Danke für den Link. Meine uV korrelieren tatsächlich miteinander
Im Internet habe ich folgende Lösungen gefunden:
Variablen entfernen.
-> würde ich lieber nicht machen, da besonders Expertise und Vertrauenswürdigkeit, zwei wichtige Faktoren, korrelieren.
PLS-Regression
Alternative Regressionsverfahren. Besonders wenn Variablen untereinander hoch korrelieren, zeigen Verfahren wie Ridge-Regression, LASSO-Regression und Elastic Net Regression ihre Stärken.
-> von den anderen Varianten habe ich noch nie etwas gehört.
Hättest du eine Empfehlung, welches für mich die beste Lösung wäre?
Oder vielleicht doch einfach Variablen umcodieren in zwei Ausprägungen und eine Varianzanalyse rechenen? Ich kenne die Nachteile, aber das ist das einzige statistische Verfahren das mir noch etwas sagt.
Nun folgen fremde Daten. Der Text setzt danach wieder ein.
PR #52, opened 2019-06-21
Feature/28 dense metric

mitzimorris:
#### Submission Checklist

- [x] Run unit tests

#### Summary

Refactor of function `sample` and object `SamplerArgs`.

 + Better argument names - as similar as possible to RStan and/or CmdStan
 + Full set of options for all sampler arguments
 + Proper documentation for all sampler arguments

Previously, the `sample` function had too many arguments, e.g., because input data and inits can be either a Python dictionary or a filepath string, there were pairs of arguments `data` and `data_file`, etc.   Changed to single argument which allows specified union of types.

The `sample` function hadn't implemented the full set of CmdStan options - in particular:

 + no option of using a dense mass matrix for the metric
 + no option for per-chain seed, step-size, metric
 + no option for user-specified chain ids
 + no option for specifying warmup schedule (init_buffer, window, term_buffer)

Now the `metric` argument takes either the string `diag` or `dense`, or
a filename or list of filenames.  Added utility functions to scan JSON or Rdump
file to get dimensions of the `inv_metric`

Instead of exposing argument `init_buffer`, `window`, and `term_buffer`
the `sample` command takes a tuple `warmup_schedule` which specifies
the % of iterations allocated to each phase of warmup.  This is in line with
the warning message that the sampler returns when there are fewer than
the sum of the default values for `init_buffer`, `window`, and `term_buffer`.
This avoids the confusing issue of what the `window` argument means
(initial size of window which keeps doubling during adaptation of the mass matrix).

The `SamplerArgs` `validate` function now validates all arguments and
checks inter-arg dependencies as much as possible.  There are unit tests
for good/bad configurations.

#### Copyright and Licensing


cmdstanpy/cmds.py
```diff
@@ -12,32 +12,34 @@
...
 from cmdstanpy import TMPDIR
 from cmdstanpy.lib import Model, StanData, RunSet, SamplerArgs
 from cmdstanpy.utils import cmdstan_path
 
 
 def compile_model(
-    stan_file: str = None, opt_lvl: int = 1, overwrite: bool = False,
-    include_paths: List[str] = None
+    stan_file: str = None,
+    opt_lvl: int = 1,
```
ahartikainen: should the default be 3?

cmdstanpy/cmds.py
```diff
@@ -12,32 +12,34 @@
...
+    include_paths: List[str] = None,
 ) -> Model:
     """
     Compile the given Stan model file to an executable.
 
     :param stan_file: Path to Stan program
 
-    :param opt_lvl: Optimization level for c++ compiler, one of {0, 1, 2, 3}
+    :param opt_lvl: Optimization level for C++ compiler, one of {0, 1, 2, 3}
       where level 0 optimization results in the shortest compilation time
```
ahartikainen: On Windows at least with PyStan my python crashes with `-O0`

cmdstanpy/cmds.py
```diff
@@ -79,140 +81,226 @@ def compile_model(
...
+        as a dictionary with entries matching the data variables,
+        or as the path of a data file in JSON or Rdump format.
+
+    :param chains: Number of sampler chains, should be > 1.
+
+    :param cores: Number of processes to run in parallel. If this value
+        exceeds the number of available processors, only max processors chains
+        will be run in parallel.
+
+    :param seed: The seed for random number generator or a list of per-chain
```
ahartikainen: What is the maximum value accepted?

cmdstanpy/cmds.py
```diff
@@ -79,140 +81,226 @@ def compile_model(
...
+        only the diagonal elements.
+
+        The metric is initialized to a unit matrix.  If the value of the
+        metric argument is a string other than `diag` or `dense` or a
+        list of strings, these are treated as pathnames to a data file
+        in JSON or Rdump format which contains entry `inv_metric` which
+        is either a vector or a full matrix, depending on whether the
+        diagonal or dense covariance matrix is to be estimated.
+
+        The length of the list of pathnames must match the number of chains.
```
ahartikainen: pathnames -> paths (?)

ahartikainen: Also, what happens if the path is duplicated? On Windows that will probably crash, unless each file is copied to unique location (tempfile)

cmdstanpy/lib.py
```diff
@@ -81,194 +82,360 @@ def data_file(self) -> str:
...
+        if self.metric is not None:
+            dims = None
+            if isinstance(self.metric, str):
+                if self.metric == 'diag':
+                    self.metric = 'diag_e'
+                elif self.metric == 'dense':
+                    self.metric = 'dense_e'
+                else:
+                    if not os.path.exists(self.metric):
+                        raise ValueError('no such file {}'.format(self.metric))
```
ahartikainen: I think self.metric could also accept `diag_e` and `dense_e` kwargs

cmdstanpy/cmds.py
mitzimorris: 2^32-1  - will doc

cmdstanpy/cmds.py
mitzimorris: no checks on pathname uniqueness - can add.

cmdstanpy/lib.py
mitzimorris: good point - will do.

cmdstanpy/cmds.py
mitzimorris: that slows down compilation time which is already quite slow.  once we get compilation sped up (Bob's working on that now), we can change default value.

cmdstanpy/lib.py
mitzimorris: the same goes for the inits arg as well, no?  checking there as well.

cmdstanpy/cmds.py
mitzimorris: list of `inits` arg paths must be unique as well, no?  adding checks on both args.

cmdstanpy/cmds.py
ahartikainen: Is there a difference in sampling time?

mitzimorris: a year ago there was some discussion on discourse:  https://discourse.mc-stan.org/t/o2-vs-o3-compiler-optimization-level/3714

we could use boolean arg `optimize` where False is optimization level 1 and True is optimization level either 2 or 3 (sounds like 2 might be preferable)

Habe gerade etwas zu Visual Binning gelesen, das würde vielleicht für die Varianzanalyse sprechen:
"Since the collected data was measured through Likert scales (very basic ordinal data) and not as factors as ANCOVA is demanding, the most appropriate way to manage the data was to use Visual Binning based on the frequency in the data, see Appendix C. The majority of the respondents had answered equal to three (3) or below (neutral, disagree, or strongly disagree) and because of the unequal distribution the variables were divided with cut-off points. Since the outcome variable (purchase intention) is continuous, Visual Binning was not made on that variable. For the variable usefulness, quality, and similarities, one (1) cut-point was used, and for the rest of the factors, two (2) cut-points were used. This to make it more true to the distribution in the data."